[Your assignment]: Each line holding the string "follow" is to be copied from the data.

____ Data to use

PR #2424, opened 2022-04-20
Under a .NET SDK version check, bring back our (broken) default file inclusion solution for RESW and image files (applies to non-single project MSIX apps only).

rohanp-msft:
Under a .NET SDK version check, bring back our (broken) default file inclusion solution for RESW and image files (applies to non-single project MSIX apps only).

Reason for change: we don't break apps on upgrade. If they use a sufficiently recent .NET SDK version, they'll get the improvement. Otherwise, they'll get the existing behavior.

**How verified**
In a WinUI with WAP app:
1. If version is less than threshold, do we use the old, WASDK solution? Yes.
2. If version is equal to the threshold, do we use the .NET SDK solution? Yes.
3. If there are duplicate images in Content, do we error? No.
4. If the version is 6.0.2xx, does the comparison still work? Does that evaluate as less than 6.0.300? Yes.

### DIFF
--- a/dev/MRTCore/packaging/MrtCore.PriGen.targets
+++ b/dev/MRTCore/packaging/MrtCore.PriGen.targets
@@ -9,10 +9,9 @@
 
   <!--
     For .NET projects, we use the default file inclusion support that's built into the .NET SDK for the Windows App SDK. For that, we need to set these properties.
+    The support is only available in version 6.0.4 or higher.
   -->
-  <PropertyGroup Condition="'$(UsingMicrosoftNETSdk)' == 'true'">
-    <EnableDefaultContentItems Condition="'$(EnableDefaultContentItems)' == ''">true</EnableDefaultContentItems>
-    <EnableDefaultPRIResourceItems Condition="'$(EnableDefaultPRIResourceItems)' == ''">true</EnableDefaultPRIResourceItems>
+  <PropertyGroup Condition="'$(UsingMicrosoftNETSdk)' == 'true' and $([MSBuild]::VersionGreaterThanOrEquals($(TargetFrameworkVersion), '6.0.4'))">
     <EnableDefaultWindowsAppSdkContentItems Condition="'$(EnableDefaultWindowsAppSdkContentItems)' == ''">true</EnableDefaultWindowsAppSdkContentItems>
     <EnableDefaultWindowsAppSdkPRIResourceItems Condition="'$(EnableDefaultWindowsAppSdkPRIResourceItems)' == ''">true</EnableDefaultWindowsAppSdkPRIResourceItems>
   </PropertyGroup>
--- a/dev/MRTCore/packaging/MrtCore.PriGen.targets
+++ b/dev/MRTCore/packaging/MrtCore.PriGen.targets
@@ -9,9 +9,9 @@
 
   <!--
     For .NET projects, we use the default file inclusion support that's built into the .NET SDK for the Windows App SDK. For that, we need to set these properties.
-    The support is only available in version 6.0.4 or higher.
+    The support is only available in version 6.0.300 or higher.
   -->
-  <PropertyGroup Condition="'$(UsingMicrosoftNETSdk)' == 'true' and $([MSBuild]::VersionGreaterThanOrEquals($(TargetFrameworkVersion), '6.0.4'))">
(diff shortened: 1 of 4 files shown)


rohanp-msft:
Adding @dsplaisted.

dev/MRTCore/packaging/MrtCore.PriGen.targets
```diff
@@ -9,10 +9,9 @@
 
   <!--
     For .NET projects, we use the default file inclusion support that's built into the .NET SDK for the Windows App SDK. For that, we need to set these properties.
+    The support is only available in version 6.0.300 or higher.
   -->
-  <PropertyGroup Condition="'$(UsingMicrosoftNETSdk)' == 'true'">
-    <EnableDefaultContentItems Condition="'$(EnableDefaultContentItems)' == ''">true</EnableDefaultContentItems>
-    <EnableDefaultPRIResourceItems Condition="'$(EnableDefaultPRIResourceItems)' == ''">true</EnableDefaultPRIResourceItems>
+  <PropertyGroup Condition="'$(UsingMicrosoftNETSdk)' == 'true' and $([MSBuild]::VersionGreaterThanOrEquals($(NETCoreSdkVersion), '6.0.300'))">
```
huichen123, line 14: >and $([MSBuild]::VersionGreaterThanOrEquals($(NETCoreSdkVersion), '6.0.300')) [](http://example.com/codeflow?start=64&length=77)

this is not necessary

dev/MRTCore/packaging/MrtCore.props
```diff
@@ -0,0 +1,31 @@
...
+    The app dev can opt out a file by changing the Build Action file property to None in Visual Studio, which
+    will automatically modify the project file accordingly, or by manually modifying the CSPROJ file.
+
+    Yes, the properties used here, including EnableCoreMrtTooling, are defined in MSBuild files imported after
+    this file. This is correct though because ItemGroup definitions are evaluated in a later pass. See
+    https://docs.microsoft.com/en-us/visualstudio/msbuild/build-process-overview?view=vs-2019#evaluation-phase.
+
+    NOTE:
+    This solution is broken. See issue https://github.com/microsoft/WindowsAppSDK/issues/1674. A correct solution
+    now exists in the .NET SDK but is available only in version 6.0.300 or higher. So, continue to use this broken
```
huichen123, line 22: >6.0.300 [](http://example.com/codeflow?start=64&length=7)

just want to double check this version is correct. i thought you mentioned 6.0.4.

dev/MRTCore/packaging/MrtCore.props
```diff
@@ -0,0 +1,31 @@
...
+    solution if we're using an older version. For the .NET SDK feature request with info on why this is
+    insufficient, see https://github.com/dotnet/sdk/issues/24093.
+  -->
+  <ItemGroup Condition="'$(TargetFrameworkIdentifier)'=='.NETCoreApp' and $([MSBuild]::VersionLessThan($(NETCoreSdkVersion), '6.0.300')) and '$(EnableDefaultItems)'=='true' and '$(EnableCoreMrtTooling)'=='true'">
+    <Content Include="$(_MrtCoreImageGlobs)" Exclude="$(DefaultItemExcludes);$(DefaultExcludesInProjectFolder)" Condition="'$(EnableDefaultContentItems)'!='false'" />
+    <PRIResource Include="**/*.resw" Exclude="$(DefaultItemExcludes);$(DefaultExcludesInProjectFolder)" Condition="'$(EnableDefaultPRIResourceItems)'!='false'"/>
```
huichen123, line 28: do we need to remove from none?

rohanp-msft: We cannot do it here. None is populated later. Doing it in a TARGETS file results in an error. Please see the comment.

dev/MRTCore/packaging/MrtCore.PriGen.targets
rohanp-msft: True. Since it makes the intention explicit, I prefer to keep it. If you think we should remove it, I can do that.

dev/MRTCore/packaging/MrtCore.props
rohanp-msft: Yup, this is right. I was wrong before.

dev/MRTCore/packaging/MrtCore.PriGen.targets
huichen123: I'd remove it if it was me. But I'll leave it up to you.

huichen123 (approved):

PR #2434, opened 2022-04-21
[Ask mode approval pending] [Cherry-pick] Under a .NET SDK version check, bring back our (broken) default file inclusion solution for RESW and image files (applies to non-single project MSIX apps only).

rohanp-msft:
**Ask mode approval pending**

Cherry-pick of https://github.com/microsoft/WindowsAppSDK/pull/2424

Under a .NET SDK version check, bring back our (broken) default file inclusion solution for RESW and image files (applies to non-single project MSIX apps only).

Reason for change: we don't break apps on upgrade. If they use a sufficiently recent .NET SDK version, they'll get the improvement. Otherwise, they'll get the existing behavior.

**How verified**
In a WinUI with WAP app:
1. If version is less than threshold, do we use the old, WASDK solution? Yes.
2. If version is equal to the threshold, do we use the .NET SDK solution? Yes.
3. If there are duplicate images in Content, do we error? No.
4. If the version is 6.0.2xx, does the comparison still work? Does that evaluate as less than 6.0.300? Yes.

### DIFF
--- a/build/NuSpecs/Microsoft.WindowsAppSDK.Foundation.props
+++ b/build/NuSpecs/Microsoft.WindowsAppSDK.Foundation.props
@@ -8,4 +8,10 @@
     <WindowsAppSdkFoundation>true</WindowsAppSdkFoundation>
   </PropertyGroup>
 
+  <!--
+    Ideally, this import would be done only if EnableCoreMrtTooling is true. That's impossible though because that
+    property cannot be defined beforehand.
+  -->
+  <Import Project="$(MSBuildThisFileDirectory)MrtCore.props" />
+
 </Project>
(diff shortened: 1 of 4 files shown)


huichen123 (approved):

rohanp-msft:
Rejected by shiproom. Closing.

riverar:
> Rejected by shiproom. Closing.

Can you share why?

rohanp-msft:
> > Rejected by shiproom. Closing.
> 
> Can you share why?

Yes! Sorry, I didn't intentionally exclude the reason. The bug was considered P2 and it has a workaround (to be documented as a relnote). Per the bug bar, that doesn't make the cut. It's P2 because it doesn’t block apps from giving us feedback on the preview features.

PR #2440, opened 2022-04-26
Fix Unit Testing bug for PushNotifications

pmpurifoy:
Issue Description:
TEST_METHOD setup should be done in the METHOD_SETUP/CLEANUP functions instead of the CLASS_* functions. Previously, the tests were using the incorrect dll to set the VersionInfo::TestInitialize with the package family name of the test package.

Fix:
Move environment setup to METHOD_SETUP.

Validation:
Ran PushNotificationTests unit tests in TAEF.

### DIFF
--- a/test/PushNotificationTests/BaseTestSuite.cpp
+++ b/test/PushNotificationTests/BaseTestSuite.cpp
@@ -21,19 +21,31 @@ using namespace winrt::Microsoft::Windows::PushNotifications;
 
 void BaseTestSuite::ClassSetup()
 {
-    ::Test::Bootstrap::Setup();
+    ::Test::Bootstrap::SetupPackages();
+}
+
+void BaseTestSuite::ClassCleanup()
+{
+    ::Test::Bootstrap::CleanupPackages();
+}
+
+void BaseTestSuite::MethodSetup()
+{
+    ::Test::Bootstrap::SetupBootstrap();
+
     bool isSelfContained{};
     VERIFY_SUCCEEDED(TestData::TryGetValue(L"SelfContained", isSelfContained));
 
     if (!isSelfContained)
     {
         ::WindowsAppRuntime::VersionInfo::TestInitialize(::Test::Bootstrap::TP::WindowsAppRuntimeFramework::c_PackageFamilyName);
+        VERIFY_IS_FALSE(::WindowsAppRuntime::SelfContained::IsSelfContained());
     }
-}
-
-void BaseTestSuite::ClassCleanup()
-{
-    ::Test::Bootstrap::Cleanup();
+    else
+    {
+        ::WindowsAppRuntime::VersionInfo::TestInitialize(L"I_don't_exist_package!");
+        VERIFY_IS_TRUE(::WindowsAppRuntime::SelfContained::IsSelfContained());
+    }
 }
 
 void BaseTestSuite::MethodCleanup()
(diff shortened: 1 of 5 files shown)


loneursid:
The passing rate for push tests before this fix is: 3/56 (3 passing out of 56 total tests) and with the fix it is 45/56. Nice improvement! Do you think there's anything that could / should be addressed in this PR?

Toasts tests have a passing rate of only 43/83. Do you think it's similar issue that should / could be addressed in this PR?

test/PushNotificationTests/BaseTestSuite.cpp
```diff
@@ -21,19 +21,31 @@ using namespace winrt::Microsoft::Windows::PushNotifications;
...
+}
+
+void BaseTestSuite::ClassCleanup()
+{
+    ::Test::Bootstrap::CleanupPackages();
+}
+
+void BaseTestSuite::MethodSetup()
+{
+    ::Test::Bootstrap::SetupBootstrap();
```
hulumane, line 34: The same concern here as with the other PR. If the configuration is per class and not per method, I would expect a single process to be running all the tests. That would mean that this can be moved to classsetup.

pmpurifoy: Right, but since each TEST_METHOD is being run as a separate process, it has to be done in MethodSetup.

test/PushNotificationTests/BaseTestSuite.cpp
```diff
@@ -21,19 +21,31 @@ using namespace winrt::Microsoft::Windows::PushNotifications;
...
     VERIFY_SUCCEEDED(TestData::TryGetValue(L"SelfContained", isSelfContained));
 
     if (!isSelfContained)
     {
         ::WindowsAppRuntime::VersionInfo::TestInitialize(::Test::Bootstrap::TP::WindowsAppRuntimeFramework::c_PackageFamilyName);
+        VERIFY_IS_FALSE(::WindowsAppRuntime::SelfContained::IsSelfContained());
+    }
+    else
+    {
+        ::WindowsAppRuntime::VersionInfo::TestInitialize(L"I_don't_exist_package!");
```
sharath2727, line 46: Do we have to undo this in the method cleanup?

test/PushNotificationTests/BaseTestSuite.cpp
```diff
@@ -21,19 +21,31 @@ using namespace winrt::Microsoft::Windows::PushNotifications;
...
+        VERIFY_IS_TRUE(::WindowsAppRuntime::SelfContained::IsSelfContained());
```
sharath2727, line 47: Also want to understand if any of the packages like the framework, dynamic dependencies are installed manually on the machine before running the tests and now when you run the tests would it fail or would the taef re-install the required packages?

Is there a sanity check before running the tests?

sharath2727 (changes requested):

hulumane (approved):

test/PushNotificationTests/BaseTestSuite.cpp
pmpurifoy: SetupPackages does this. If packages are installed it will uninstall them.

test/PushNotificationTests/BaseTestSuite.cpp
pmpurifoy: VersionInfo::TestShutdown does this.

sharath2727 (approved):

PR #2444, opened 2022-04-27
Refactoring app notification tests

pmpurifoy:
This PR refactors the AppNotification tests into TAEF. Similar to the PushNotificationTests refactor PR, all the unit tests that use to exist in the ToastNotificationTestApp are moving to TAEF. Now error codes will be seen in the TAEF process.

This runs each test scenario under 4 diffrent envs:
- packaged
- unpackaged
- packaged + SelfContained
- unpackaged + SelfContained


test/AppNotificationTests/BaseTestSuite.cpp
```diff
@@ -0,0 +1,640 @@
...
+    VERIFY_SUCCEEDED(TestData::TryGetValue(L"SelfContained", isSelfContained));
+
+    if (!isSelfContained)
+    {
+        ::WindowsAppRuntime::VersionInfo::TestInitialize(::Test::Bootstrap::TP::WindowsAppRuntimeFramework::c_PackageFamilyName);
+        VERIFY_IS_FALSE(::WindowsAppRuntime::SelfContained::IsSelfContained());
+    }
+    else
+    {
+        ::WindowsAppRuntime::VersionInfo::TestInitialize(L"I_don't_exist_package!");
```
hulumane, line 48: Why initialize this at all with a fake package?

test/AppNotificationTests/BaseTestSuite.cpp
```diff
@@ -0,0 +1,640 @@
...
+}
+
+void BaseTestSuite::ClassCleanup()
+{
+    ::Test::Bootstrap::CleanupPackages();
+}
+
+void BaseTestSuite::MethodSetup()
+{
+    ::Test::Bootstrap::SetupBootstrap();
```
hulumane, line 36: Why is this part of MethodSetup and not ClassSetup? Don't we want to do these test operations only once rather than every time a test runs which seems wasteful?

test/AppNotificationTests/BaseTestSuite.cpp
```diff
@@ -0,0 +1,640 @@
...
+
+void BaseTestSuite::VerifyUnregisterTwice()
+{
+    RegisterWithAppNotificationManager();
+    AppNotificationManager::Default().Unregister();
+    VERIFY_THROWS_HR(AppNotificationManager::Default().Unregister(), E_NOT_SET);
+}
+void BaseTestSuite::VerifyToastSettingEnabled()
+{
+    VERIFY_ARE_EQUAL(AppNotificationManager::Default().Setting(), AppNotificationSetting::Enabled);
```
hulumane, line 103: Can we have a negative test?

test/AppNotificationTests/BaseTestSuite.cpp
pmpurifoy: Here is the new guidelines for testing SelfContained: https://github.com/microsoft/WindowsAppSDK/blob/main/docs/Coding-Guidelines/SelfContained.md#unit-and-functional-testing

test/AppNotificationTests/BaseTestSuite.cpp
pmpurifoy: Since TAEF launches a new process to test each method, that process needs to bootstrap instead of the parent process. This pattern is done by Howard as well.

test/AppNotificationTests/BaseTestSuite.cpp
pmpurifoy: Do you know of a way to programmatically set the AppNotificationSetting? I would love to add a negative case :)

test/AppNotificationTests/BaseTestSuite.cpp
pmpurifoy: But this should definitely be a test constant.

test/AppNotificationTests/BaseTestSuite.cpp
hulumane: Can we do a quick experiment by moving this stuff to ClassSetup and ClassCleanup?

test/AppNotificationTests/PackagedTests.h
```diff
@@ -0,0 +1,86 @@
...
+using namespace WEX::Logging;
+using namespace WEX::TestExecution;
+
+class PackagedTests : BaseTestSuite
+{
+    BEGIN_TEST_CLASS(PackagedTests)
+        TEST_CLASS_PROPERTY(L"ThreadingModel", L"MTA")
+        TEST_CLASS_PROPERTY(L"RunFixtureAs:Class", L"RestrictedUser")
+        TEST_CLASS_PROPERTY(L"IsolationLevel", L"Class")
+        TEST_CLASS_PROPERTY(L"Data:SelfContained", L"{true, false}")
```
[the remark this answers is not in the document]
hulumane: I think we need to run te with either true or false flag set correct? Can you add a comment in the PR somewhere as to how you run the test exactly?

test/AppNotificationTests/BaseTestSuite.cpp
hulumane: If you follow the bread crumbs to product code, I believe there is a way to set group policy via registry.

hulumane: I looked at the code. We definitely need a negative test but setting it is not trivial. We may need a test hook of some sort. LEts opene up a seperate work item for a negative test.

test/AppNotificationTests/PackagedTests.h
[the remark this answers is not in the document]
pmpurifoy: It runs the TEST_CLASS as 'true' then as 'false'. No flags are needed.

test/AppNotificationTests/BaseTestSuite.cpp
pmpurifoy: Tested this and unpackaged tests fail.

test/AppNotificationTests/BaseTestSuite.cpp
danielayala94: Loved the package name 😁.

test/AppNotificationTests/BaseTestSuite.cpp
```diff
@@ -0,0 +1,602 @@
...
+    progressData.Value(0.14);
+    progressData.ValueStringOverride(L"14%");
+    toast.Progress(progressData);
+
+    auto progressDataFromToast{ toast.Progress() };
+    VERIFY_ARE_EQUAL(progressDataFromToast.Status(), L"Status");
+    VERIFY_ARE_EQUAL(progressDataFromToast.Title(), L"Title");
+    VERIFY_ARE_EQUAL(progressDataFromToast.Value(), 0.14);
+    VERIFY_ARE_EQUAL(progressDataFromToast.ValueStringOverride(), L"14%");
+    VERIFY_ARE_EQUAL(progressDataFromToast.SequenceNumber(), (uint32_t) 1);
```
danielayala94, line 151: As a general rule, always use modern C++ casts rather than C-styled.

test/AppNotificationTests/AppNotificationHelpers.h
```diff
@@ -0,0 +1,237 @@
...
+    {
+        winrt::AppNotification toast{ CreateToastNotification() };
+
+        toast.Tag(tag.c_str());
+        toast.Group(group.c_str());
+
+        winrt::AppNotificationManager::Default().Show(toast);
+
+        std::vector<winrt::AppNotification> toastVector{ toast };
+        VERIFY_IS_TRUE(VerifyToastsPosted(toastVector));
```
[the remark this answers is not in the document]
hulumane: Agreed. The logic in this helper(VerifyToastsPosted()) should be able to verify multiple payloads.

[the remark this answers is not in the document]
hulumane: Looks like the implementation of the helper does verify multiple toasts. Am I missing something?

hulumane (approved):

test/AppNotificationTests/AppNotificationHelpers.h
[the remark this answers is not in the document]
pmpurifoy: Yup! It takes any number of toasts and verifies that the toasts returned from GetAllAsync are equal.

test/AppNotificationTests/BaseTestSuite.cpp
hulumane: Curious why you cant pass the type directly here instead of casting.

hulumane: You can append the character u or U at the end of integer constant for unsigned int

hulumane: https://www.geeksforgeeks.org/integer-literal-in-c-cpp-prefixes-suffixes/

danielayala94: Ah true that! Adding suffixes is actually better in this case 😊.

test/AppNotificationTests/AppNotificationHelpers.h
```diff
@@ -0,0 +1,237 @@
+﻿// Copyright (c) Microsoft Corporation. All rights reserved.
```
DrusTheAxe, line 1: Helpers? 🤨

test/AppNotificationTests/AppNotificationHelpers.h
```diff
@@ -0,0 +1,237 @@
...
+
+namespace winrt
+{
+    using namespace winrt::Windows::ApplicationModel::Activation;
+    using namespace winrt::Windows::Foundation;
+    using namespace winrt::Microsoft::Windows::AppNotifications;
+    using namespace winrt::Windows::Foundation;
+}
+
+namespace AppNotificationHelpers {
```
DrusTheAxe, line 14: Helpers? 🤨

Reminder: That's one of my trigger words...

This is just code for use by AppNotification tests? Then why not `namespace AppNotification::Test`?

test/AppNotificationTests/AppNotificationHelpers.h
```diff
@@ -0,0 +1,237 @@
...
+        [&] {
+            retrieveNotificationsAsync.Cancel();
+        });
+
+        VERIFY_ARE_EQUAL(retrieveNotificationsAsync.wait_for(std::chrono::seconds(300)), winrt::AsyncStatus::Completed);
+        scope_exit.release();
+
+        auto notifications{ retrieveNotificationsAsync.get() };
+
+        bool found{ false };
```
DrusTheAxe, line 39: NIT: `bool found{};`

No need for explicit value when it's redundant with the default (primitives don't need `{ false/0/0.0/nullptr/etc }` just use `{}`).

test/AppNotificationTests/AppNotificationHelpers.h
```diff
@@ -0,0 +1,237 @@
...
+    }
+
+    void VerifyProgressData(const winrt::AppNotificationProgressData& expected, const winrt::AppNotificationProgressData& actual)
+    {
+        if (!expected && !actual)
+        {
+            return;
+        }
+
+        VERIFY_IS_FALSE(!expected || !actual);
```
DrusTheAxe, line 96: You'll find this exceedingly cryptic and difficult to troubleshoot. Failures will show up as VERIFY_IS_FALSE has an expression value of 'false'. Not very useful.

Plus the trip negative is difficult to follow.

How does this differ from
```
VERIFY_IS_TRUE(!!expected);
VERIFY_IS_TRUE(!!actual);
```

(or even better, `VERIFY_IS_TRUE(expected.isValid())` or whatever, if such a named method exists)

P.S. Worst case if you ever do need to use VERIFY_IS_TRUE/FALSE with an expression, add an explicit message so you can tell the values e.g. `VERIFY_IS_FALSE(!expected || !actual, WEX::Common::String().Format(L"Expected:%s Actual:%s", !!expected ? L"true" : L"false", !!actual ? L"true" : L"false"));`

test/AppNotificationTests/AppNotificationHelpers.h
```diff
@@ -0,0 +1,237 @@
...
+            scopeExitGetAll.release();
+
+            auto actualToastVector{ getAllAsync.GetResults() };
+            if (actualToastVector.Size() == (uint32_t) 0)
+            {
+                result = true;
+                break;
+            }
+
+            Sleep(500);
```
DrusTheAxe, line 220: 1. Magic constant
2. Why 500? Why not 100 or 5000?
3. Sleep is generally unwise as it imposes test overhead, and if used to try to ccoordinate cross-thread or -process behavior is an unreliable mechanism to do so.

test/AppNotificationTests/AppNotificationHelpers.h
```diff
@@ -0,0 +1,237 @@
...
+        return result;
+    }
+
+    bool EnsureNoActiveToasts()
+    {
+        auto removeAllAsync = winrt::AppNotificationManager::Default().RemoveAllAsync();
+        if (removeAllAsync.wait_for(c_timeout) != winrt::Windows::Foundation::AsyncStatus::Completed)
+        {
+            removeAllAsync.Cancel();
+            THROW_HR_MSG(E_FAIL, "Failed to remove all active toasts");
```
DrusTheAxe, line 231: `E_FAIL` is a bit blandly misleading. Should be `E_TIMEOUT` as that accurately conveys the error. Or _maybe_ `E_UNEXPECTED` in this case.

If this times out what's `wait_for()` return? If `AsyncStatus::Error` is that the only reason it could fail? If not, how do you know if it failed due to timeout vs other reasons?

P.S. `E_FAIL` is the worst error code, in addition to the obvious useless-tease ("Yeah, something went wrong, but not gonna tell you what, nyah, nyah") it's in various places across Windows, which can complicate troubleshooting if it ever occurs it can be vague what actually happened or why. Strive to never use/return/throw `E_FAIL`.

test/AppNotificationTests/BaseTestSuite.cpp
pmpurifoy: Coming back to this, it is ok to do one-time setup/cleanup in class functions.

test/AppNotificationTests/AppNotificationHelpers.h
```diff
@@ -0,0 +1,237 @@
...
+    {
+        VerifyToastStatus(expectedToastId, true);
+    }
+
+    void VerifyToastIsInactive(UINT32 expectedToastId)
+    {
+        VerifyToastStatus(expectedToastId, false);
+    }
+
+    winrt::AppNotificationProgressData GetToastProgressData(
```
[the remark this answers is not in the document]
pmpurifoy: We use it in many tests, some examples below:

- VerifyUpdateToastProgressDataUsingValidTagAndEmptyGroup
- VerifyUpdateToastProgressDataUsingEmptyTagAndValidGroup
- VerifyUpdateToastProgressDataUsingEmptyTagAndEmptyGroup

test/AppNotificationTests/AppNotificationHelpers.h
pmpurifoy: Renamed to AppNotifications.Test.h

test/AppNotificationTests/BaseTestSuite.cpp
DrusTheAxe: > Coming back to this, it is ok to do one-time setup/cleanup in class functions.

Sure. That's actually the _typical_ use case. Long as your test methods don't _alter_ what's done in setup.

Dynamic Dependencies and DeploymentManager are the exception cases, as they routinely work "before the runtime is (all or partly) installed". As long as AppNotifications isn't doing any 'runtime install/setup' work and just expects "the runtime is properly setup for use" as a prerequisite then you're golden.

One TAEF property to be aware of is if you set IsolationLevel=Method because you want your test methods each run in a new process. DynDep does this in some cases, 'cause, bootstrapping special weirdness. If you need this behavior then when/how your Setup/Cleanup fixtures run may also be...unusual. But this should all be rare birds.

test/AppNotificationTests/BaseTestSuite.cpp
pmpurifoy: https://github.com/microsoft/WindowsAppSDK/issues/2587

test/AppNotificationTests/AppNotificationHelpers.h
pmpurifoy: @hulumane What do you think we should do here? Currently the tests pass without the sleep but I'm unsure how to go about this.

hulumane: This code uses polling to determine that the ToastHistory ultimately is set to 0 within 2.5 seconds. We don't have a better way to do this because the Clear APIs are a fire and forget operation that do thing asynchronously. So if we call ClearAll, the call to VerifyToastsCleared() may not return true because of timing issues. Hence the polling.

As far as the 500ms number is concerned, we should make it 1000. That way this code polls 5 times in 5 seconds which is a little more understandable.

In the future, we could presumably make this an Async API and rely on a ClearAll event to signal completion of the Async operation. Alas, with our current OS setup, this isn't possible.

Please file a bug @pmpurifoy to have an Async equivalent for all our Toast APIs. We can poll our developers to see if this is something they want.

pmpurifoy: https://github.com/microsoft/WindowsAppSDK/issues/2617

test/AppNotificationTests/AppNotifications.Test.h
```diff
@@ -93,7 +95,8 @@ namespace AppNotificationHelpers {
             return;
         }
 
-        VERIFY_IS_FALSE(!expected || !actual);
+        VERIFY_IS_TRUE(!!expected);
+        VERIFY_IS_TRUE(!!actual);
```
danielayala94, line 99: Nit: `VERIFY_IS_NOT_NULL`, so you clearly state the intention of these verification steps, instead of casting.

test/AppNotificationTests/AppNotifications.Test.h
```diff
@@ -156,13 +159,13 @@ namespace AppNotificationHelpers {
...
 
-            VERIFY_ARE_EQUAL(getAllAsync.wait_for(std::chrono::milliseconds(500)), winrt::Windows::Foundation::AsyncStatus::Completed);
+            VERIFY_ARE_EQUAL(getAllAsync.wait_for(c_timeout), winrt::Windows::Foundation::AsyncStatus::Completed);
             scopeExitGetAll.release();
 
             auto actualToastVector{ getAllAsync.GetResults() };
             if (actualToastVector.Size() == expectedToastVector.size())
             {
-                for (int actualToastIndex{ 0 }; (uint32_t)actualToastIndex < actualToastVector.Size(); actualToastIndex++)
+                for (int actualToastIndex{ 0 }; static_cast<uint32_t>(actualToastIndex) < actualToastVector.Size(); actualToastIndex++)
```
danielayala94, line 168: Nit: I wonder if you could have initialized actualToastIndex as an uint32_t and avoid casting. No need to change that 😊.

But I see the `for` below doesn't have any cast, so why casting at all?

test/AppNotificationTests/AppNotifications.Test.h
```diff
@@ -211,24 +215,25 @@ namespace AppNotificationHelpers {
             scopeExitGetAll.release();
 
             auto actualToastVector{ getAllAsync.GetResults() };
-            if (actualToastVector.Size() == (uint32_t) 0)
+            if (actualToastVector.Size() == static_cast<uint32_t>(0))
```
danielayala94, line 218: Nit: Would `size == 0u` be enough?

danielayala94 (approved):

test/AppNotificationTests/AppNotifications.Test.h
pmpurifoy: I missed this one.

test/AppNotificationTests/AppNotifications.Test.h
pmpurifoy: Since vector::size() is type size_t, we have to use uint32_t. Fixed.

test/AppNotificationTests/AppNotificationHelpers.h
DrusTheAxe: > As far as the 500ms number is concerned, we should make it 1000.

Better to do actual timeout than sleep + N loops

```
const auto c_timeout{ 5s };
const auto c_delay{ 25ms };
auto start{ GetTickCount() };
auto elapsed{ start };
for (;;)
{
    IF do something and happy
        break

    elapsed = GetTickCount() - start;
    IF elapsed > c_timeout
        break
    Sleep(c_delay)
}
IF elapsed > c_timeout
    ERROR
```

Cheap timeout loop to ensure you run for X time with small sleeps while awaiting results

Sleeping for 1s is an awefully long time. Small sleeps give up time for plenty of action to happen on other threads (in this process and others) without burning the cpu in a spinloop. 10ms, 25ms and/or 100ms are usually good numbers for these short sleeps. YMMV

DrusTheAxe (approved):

________

[Result]:
hulumane: If you follow the bread crumbs to product code, I believe there is a way to set group policy via registry.
Plus the trip negative is difficult to follow.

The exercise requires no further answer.